A pneumologia é a única especialidade médica que não vem da medicina interna. “Provém da tisiologia, do estudo dos tísicos, dos tuberculosos”, diz este especialista em pneumologia. “Isso diz bem de como a sociedade entendia essa praga e o risco que esses doentes acarretavam para os outros. Só compreendemos os méritos do presente aceitando que foi daí que viemos – é fundamental não perder a identidade e a memória na Medicina, sobretudo nesta Universidade, onde só as Humanidades, a Teologia e o Direito têm um passado tão longevo.” Um curioso levantamento de Rosa Gouveia, coordenadora do acervo da FMUC, foi agora publicado, com todos os exemplares de escarradores conhecidos no acervo. Página atrás de página, ali figura a história do combate à doença mais terrível dos séculos XIX e XX.

museu

Tecidos e órgãos colhidos por vários patologistas portugueses, sobretudo de Coimbra, com o objectivo de os utilizar em contexto pedagógico. / Museu da Faculdade de Medicina da Universidade de Coimbra

As doenças infecciosas produzem estigmas. Sempre foi assim desde os surtos medievais de peste. Parte do acervo do Museu do Instituto de Anatomia Patológica e Patologia Molecular  é constituido por obras de arte – representações em cera, da elegante casa francesa de Monsieur Vasseur, que representam sintomas de doenças mais ou menos comuns. Tinham a função de um livro de anatomia a três dimensões, mostrando manifestações cutâneas, abcessos e outros sintomas. “Doenças como a febre tifóide, a tuberculose ou a lepra eram fortemente estigmatizadas porque eram infecciosas e não existia terapêutica para elas. Acarretavam uma sentença de morte para os doentes que, ainda por cima, eram considerados a partir de então um manancial de infecção para a comunidade”, diz Lina Carvalho. Aquelas doenças ficaram para trás, mas os estigmas persistem. “Será assim tão diferente do modo como a sociedade viu os doentes de SIDA quando a doença foi identificada, mas ainda não existia qualquer terapêutica válida?” Aliás, a patologia molecular permitiu, nos tumores, melhorar a sobrevivência dos doentes e o diagnóstico precoce.

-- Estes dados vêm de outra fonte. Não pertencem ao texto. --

PR #1182, opened 2019-05-13
common: transfer refactoring.

### LINKED ISSUE #910: common - transfer model refactoring.
The transfer model is no easy to use for users, missing part:
*  validation and calculation method, ex. transfers_to_bundle
* operations for a transfer list.

oopsmonk:
Fixes #910


common/model/transfer.h
```diff
@@ -12,131 +12,60 @@ extern "C" {
...
-  flex_trit_t obsolete_tag[FLEX_TRIT_SIZE_81];
+/**
+ * @brief A transfer object
+ *
+ */
+typedef struct transfer_s {
   int64_t value;
   uint64_t timestamp;
-  void *meta;  // extend informations depended on transfer type.
+  tryte_t *message;
```
thibault-martinez, line 25: In trytes ?

common/model/transfer.h
```diff
@@ -12,131 +12,60 @@ extern "C" {
...
+}
 
-void absorb_essence(Kerl *const kerl, flex_trit_t const *address, int64_t value, flex_trit_t const *obsolete_tag,
-                    uint64_t timestamp, int64_t current_index, int64_t last_index, trit_t *const essence_trits);
-/***********************************************************************************************************
- * Transfer Iterator data structure
- ***********************************************************************************************************/
-typedef flex_trit_t *(*iota_signature_generator)(const flex_trit_t *seed, const size_t index, const size_t security,
-                                                 const flex_trit_t *bundleHash);
+static inline void signature_fragments_add(signature_fragments_t *fragments, tryte_t const *msg_or_sign) {
```
thibault-martinez, line 38: Trytes obtained with conversion, either from trits or flex_trits are not null-terminated. Is it ok to use it with `ut_str_icd` ?

thibault-martinez: More generally, we should not rely on null-termination of trytes, this is most of the time not the case.

common/model/transfer.h
```diff
@@ -12,131 +12,60 @@ extern "C" {
...
-  uint32_t current_transaction_index;
-  flex_trit_t bundle_hash[FLEX_TRIT_SIZE_243];
-  flex_trit_t *transaction_signature;
-  iota_transaction_t *transaction;
-  uint8_t dynamic_transaction;
-  iota_signature_generator iota_signature_gen;
-  transfer_t **transfers;
-} transfer_iterator_t;
+static inline void signature_fragments_free(signature_fragments_t *fragments) { utarray_free(fragments); }
+static inline tryte_t **signature_fragments_at(signature_fragments_t *fragments, int index) {
```
thibault-martinez:
```suggestion
static inline tryte_t **signature_fragments_at(signature_fragments_t *fragments, size_t index) {
```

common/model/transfer.h
```diff
@@ -12,131 +12,60 @@ extern "C" {
...
-// Free an existing transfer iterator
-void transfer_iterator_free(transfer_iterator_t **iter);
+retcode_t transfer_message_set(transfer_t *tf, tryte_t const *const msg);
+static inline void transfer_message_free(transfer_t *tf) { free(tf->message); }
+static inline tryte_t *transfer_message_get(transfer_t *tf) { return tf->message; }
 
-bool validate_output(transfer_value_out_t const *const output);
+transfer_array_t *transfer_array_new();
+static inline void transfer_array_free(transfer_array_t *transfers) { utarray_free(transfers); }
+static inline size_t transfer_array_count(transfer_array_t *transfers) { return utarray_len(transfers); }
```
thibault-martinez: const

common/model/transfer.h
```diff
@@ -12,131 +12,60 @@ extern "C" {
...
-// if `transaction` is NULL will be dynamically allocated a transaction object.
-transfer_iterator_t *transfer_iterator_new(transfer_t *transfers[], uint32_t len, Kerl *kerl,
-                                           iota_transaction_t *transaction);
+typedef UT_array transfer_array_t;
 
-// Free an existing transfer iterator
-void transfer_iterator_free(transfer_iterator_t **iter);
+retcode_t transfer_message_set(transfer_t *tf, tryte_t const *const msg);
+static inline void transfer_message_free(transfer_t *tf) { free(tf->message); }
+static inline tryte_t *transfer_message_get(transfer_t *tf) { return tf->message; }
```
thibault-martinez: const

common/model/transfer.h
```diff
@@ -12,131 +12,60 @@ extern "C" {
...
 
-bool validate_output(transfer_value_out_t const *const output);
+transfer_array_t *transfer_array_new();
+static inline void transfer_array_free(transfer_array_t *transfers) { utarray_free(transfers); }
+static inline size_t transfer_array_count(transfer_array_t *transfers) { return utarray_len(transfers); }
+static inline void transfer_array_add(transfer_array_t *tfs, transfer_t *tf) { utarray_push_back(tfs, tf); }
+static inline transfer_t *transfer_array_at(transfer_array_t *tfs, int index) {
```
thibault-martinez:
```suggestion
static inline transfer_t *transfer_array_at(transfer_array_t *tfs, size_t index) {
```

common/model/transfer.h
```diff
@@ -12,131 +12,60 @@ extern "C" {
...
+  return (transfer_t *)utarray_eltptr(tfs, index);
+}
 
-void transfer_logger_init();
-void transfer_logger_destroy();
+#define TRANSFER_NEW_FOREACH(tfs, tf) \
```
thibault-martinez: Why `NEW` ?

common/model/bundle.c
```diff
@@ -236,6 +257,76 @@ void bundle_reset_indexes(bundle_transactions_t *const bundle) {
...
 
+void bundle_set_messages(bundle_transactions_t *bundle, signature_fragments_t *messages) {
+  iota_transaction_t *tx = NULL;
+  size_t index = 0;
+  tryte_t **msg = NULL;
+  size_t msg_len = 0;
+  tryte_t trytes_buff[NUM_TRYTES_SIGNATURE];
+
+  BUNDLE_FOREACH(bundle, tx) {
+    memset(trytes_buff, '9', NUM_TRYTES_SIGNATURE);
```
thibault-martinez: We can probably use `msg_len` to avoid setting the whole array everythime

common/model/bundle.c
```diff
@@ -236,6 +257,76 @@ void bundle_reset_indexes(bundle_transactions_t *const bundle) {
...
+                           NUM_TRYTES_SIGNATURE);
+
+    memset(tx->attachment.branch, FLEX_TRIT_NULL_VALUE, FLEX_TRIT_SIZE_243);
+    memset(tx->attachment.trunk, FLEX_TRIT_NULL_VALUE, FLEX_TRIT_SIZE_243);
+    memset(tx->attachment.nonce, FLEX_TRIT_NULL_VALUE, FLEX_TRIT_SIZE_81);
+
+    transaction_set_attachment_timestamp(tx, 0);
+    transaction_set_attachment_timestamp_lower(tx, 0);
+    transaction_set_attachment_timestamp_upper(tx, 0);
+    tx->loaded_columns_mask.attachment = MASK_ATTACHMENT_ALL;
```
thibault-martinez: The name of the function`bundle_set_messages` is misleading as it suggests that we are only seting messages. Why do we need to reset all attachment fields as well ?

cclient/api/extended/prepare_transfers.c
```diff
@@ -5,27 +5,219 @@
...
+  int64_t total_transfer_value = total;
+  input_t* input = NULL;
 
-  if (transfer_iterator) {
-    for (tx = transfer_iterator_next(transfer_iterator); tx; tx = transfer_iterator_next(transfer_iterator)) {
-      bundle_transactions_add(out_bundle, tx);
+  INPUTS_FOREACH(inputs->input_array, input) {
+    int64_t input_value = input->balance;
+    int64_t substract = 0 - input_value;
+    int64_t timestamp = current_timestamp_ms();
```
thibault-martinez:
```suggestion
    uint64_t timestamp = current_timestamp_ms();
```

cclient/api/extended/prepare_transfers.c
```diff
@@ -5,27 +5,219 @@
...
+      if (remainder_value > 0 && remainder_address != NULL) {
+        // put remainder value to remainder address
+        add_transaction_entry(bundle, 1, remainder_address, remainder_value, tag, timestamp);
+        // sign and return
+        bundle_sign(bundle, seed, inputs, kerl);
+        return RC_OK;
+      } else if (remainder_value > 0) {
+        // remainder address is needed
+        address_opt_t addr_info = {0, 0, security};
+        hash243_queue_t new_addresses = NULL;
```
thibault-martinez, line 66: Free ?

thibault-martinez (changes requested):

common/model/transfer.h
oopsmonk: yes, considering of UX

common/model/transfer.h
oopsmonk: trits and flex_trits are not null-terminated, but trytes does in this case.

common/model/bundle.c
```diff
@@ -7,12 +7,33 @@
...
-#include "common/model/transfer.h"
+#include "common/helpers/sign.h"
 #include "common/trinary/trit_long.h"
 #include "common/trinary/tryte_long.h"
 
 static UT_icd bundle_transactions_icd = {sizeof(iota_transaction_t), 0, 0, 0};
 
+static void absorb_essence(Kerl *const kerl, flex_trit_t const *address, int64_t value, flex_trit_t const *obsolete_tag,
+                           uint64_t timestamp, int64_t current_index, int64_t last_index, trit_t *const essence_trits) {
+  memset(essence_trits, 0, NUM_TRITS_ESSENCE);
```
thibault-martinez, line 18: This shouldn't be necessary since we are going to rewrite on the whole array ?

common/model/bundle.c
```diff
@@ -236,6 +257,73 @@ void bundle_reset_indexes(bundle_transactions_t *const bundle) {
...
+    if (msg == NULL) {
+      break;
+    }
+    msg_len = strlen((char *)*msg);
+    memcpy(trytes_buff, *msg, msg_len);
+    memset(trytes_buff + msg_len, '9', NUM_TRYTES_SIGNATURE - msg_len);
+
+    // trytes to flex_trits
+    flex_trits_from_trytes(tx->data.signature_or_message, NUM_TRITS_SIGNATURE, trytes_buff, NUM_TRYTES_SIGNATURE,
+                           NUM_TRYTES_SIGNATURE);
```
thibault-martinez, line 278: If you `memset` `tx->data.signature_or_message` to `FLEX_TRIT_NULL_VALUE` before and then directly use `msg ` in `flex_trits_from_trytes`, you should be able to get rid of `trytes_buff` and its `memcpy`/`memset`

common/model/bundle.c
```diff
@@ -236,6 +257,73 @@ void bundle_reset_indexes(bundle_transactions_t *const bundle) {
...
+          }
+          signed_signature =
+              iota_sign_signature_gen_flex_trits(seed, input->key_index, input->security, transaction_bundle(tx));
+          if (signed_signature) {
+            // for each security level add signature
+            for (int i = 0; i < input->security; i++) {
+              tx = bundle_at(bundle, curr_index + i);
+              memcpy(tx->data.signature_or_message, signed_signature + (i * NUM_FLEX_TRITS_SIGNATURE),
+                     NUM_FLEX_TRITS_MESSAGE);
+              tx->loaded_columns_mask.data |= MASK_DATA_SIG_OR_MSG;
```
thibault-martinez, line 309: Do it only once after the loop ?

cclient/api/extended/prepare_transfers.c
```diff
@@ -5,27 +5,219 @@
...
-  retcode_t ret_code = RC_ERROR;
-  iota_transaction_t TX = {};
-  iota_transaction_t* tx = NULL;
-  transfer_iterator_t* transfer_iterator = NULL;
-  Kerl kerl = {};
+static void add_transaction_entry(bundle_transactions_t* bundle, int num_txs, flex_trit_t const* const address,
+                                  int64_t value, flex_trit_t* tag, uint64_t timestamp) {
+  iota_transaction_t tx = {};
+  for (int i = 0; i < num_txs; i++) {
+    transaction_reset(&tx);
```
thibault-martinez: Only need to reset once before the loop since all the other fields will be changed every time

cclient/api/extended/prepare_transfers.c
```diff
@@ -5,27 +5,219 @@
...
+        add_transaction_entry(bundle, 1, remainder_address, remainder_value, tag, timestamp);
+        // sign and return
+        return bundle_sign(bundle, seed, inputs, kerl);
+      } else if (remainder_value > 0) {
+        // remainder address is needed
+        address_opt_t addr_info = {0, 0, security};
+        hash243_queue_t new_addresses = NULL;
+        if ((ret = iota_client_get_new_address(serv, seed, addr_info, &new_addresses)) == RC_OK) {
+          // unused address
+          add_transaction_entry(bundle, 1, new_addresses->prev->hash, remainder_value, tag, timestamp);
```
thibault-martinez, line 69: Just confirming it's done on purpose: why `->prev->` ?

cclient/api/extended/prepare_transfers.c
```diff
@@ -5,27 +5,219 @@
...
+  }
+
+  if ((ret = iota_client_get_balances(serv, balances_req, balances_res)) == RC_OK) {
+    size_t index = 0;
+    INPUTS_FOREACH(inputs->input_array, input_elm) {
+      if (input_elm->balance != get_balances_res_balances_at(balances_res, index)) {
+        *passed = false;
+        log_error(client_extended_logger_id, "balance is not match\n");
+        goto end;
+      }
```
thibault-martinez, line 117: Not incrementing index ?

cclient/api/extended/prepare_transfers.c
```diff
@@ -5,27 +5,219 @@
...
+      if (ret == RC_OK) {
+        // add remainder
+        ret = add_remainder(serv, seed, security, &local_inputs, out_bundle, tag, total_value, remainder, &kerl);
+      }
+      inputs_clear(&local_inputs);
+    }
+  } else {
+    bundle_reset_indexes(out_bundle);
+    bundle_finalize(out_bundle, &kerl);
+    bundle_set_messages(out_bundle, sign_fragments);
```
thibault-martinez: Has already been done ?

thibault-martinez: L183

thibault-martinez (changes requested):

common/model/bundle.c
oopsmonk: it's here for ages. initialization is a good habit, IMO.

common/model/bundle.c
oopsmonk: didn't get your point, here `trytes_buff` is for padding and conversion.

common/model/bundle.c
oopsmonk: for what? it sets the flag to tx after filling.

cclient/api/extended/prepare_transfers.c
oopsmonk: it's the location of the unused address.

thibault-martinez: Thanks

common/model/bundle.c
thibault-martinez: But why to set it as many times as the security when you can set it once after ?

common/model/bundle.c
thibault-martinez: I meant that you can achieve exactly the same without the `trytes_buff `

common/model/bundle.c
thibault-martinez: Yes, it is a good habit when something can go wrong, here nothing can go wrong and the array will always be overwritten. You can resolve the conversation if you feel you want to keep it.

common/model/bundle.c
oopsmonk: No, `msg` is trytes with a random length, unable to do the in-place conversion. that's why need a `trytes_buff` which length is NUM_TRYTES_SIGNATURE for padding and trytes->flex trits conversion..

common/model/bundle.c
oopsmonk: no thing about security level, treat it as `transaction_set_message`

common/model/bundle.c
thibault-martinez: I think something like this would work but ok, I'll approve.
```
memset(tx->data.signature_or_message, FLEX_TRIT_NULL_VALUE, NUM_FLEX_TRITS_SIGNATURE);
flex_trits_from_trytes(tx->data.signature_or_message, NUM_TRITS_SIGNATURE, (tryte_t *)msg, NUM_TRYTES_SIGNATURE, msg_len);
```

common/model/bundle.c
thibault-martinez: Thanks, I was missing the fact that `tx` is not the same as in the `BUNDLE_FOREACH ` loop

thibault-martinez (approved):

common/model/bundle.c
oopsmonk: yes, it will work, if `signature_or_message` contains FLEX_TRIT_NULLs or transactions in a bundle are properly init, we should make sure it. maybe I think too much.

thibault-martinez: No worries, I'm just writing ideas that come to my mind, they are not all good or too keep :)

oopsmonk: let's make sure transactions are initialized before putting in a bundle.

No antigo Paço Real de Coimbra, a Reitoria produz no visitante o respeito que só as velhas paredes, repletas de história, conseguem incutir. Amílcar Falcão é desde Março de 2019 o reitor e, por coincidência, é professor catedrático de Farmácia. Poucos poderiam assimilar com tanto conhecimento de causa a importância da preservação da maior colecção da Europa de peças de anatomia patológica em volume e diversidade.
A Universidade prepara-se para comemorar, a partir de Março, o 730.º aniversário e a requalificação desta colecção é um dos tijolos num projecto mais ambicioso de criação de um grande museu da Universidade, com múltiplos pólos especializados. 

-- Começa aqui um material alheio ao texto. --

PR #1192, opened 2019-05-16
Add option -c for conf file path

### LINKED ISSUE #1160: ciri: add -c CLI option for conf file path

howjmay:
use "ciri/conf.yml" as default configure file path.

Fixes #1160


thibault-martinez (changes requested):
This issue is actually a little bit more complex than that.
Configuration variables are initialised like this: Default -> File -> CLI.
So you need to have the configuration file already.

howjmay:
I will try to fix the problems, thanks!

howjmay:
Could I initialized in the order Default -> CLI -> File, and cover the set the unset configures with the value in File?

thibault-martinez:
@HowJMay You can't. Variables both in CLI and File would have the value of the File and we don't want that. I guess you'll have to do a first iteration just to get the value of `-c` from the CLI, use it to do File and then do CLI for real.

thibault-martinez:
Sorry I didn't see that you fixed it.
Please never hesitate to click the re-request review button, it will send us a notification so that we are aware of the changes.
image

thibault-martinez (approved):

thibault-martinez:
Thanks!

howjmay:
@thibault-martinez Thank you for informing. I will use the re-request next time.><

“Praticava-se Medicina em Coimbra antes da fundação da Universidade e antes até da fundação do país”, lembra. “Temos uma obrigação histórica de respeitar o legado contido entre estas velhas paredes”, diz. Classificada como Património Mundial pela UNESCO, a Universidade comprometeu-se a preservar a dupla e rara condição que a torna única. É um museu, mas é também um espaço vivo, onde se ensina e onde se investiga. “Temos de conviver com essa dupla valência, preservando a memória da Universidade e respeitando o que a torna única. Até final de 2020, queremos ter aberto o pólo de Medicina do Museu de Ciência. Outros se seguirão.” 

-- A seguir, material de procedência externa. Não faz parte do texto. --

PR #1194, opened 2019-05-18
consensus: rename local snapshot metadata file extension

wusyong:
QoL change of snapshot metadata extension, so it follows as same as IRI and doesn't need to rename every time.

# Test Plan:
CI pass


thibault-martinez:
I'm fine with this. @tsvisabo any reason it was named differently than IRI ?

thibault-martinez (approved):

tsvisabo (approved):

PR #1207, opened 2019-05-24
common: bundle_transactions_bundle_hash, flex_trit_print

oopsmonk:
For a better user experience, this PR implements:
* `bundle_transactions_bundle_hash`: fetch bundle hash.
* `flex_trit_print`: print flex_trit via stdout.

# Test Plan:
CI pass


tsvisabo (changes requested):
Can you also replace current hash retrieval with calling this function?

oopsmonk:
These methods are not used in cclient library but in user applications.
I will apply `flex_trit_print` to `transaction_obj_dump` that will enhance its readability.

common/trinary/flex_trit.c
```diff
@@ -359,3 +360,11 @@ size_t flex_trits_from_bytes(flex_trit_t *to_flex_trits, size_t to_len, const by
 #endif
   return num_trits;
 }
+
```
tsvisabo, line 363: Thanks :)

tsvisabo (approved):

PR #1208, opened 2019-05-25
CClient: Fix missing transaction hash in iota_client_send_trytes API

### LINKED ISSUE #1201: CClient: transaction hash is missing in iota_client_send_trytes API.
**Describe the bug**
The transaction hash is missing in the returned object `out_transactions` when calling `iota_client_send_trytes`.

**To Reproduce**
1. Call `iota_client_send_trytes`
2. using `transaction_obj_dump` to print the returned object, the transaction hash is NULL.

**Expected behavior**
The returned transaction should contain the transaction hash.

jkrvivian:
Close #1201 
Enable `compute_hash` in `transaction_deserialize_from_trits` then we can get hash

# Test Plan:
1. Call `iota_client_send_trytes`
2. Use `transaction_obj_dump` to print the returned object


oopsmonk (changes requested):
Recalculating transaction hash is too expensive since we can get it from transaction trytes.

jkrvivian:
@oopsmonk , 
I think we can't get transaction hash from trytes directly, is there any other strategy to get hash without calculation?

oopsmonk:
> @oopsmonk ,
> I think we can't get transaction hash from trytes directly, is there any other strategy to get hash without calculation?

yeah, you're right, I thought we could get it from `iota_client_attach_to_tangle` but it's not.

jkrvivian:
Then the only way to get hash is to set the flag and recalculate, right?

oopsmonk:
> Then the only way to get hash is to set the flag and recalculate, right?

yes, let's keep it simple.

oopsmonk (approved):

Os edifícios mais antigos da Universidade, como a Biblioteca Joanina e o Paço das Escolas, são visitados por mais turistas do que nunca. Em muitos dias, ambos superam a capacidade de carga, prejudicando a experiência e colocando em risco o futuro dessas jóias históricas. Parte do impulso para o Museu da Ciência resulta da necessidade de diversificar os fluxos para outros espaços. “Lembre-se que temos uma longa história para contar. Quase todos os colégios de Coimbra têm um património incrível”, diz o reitor.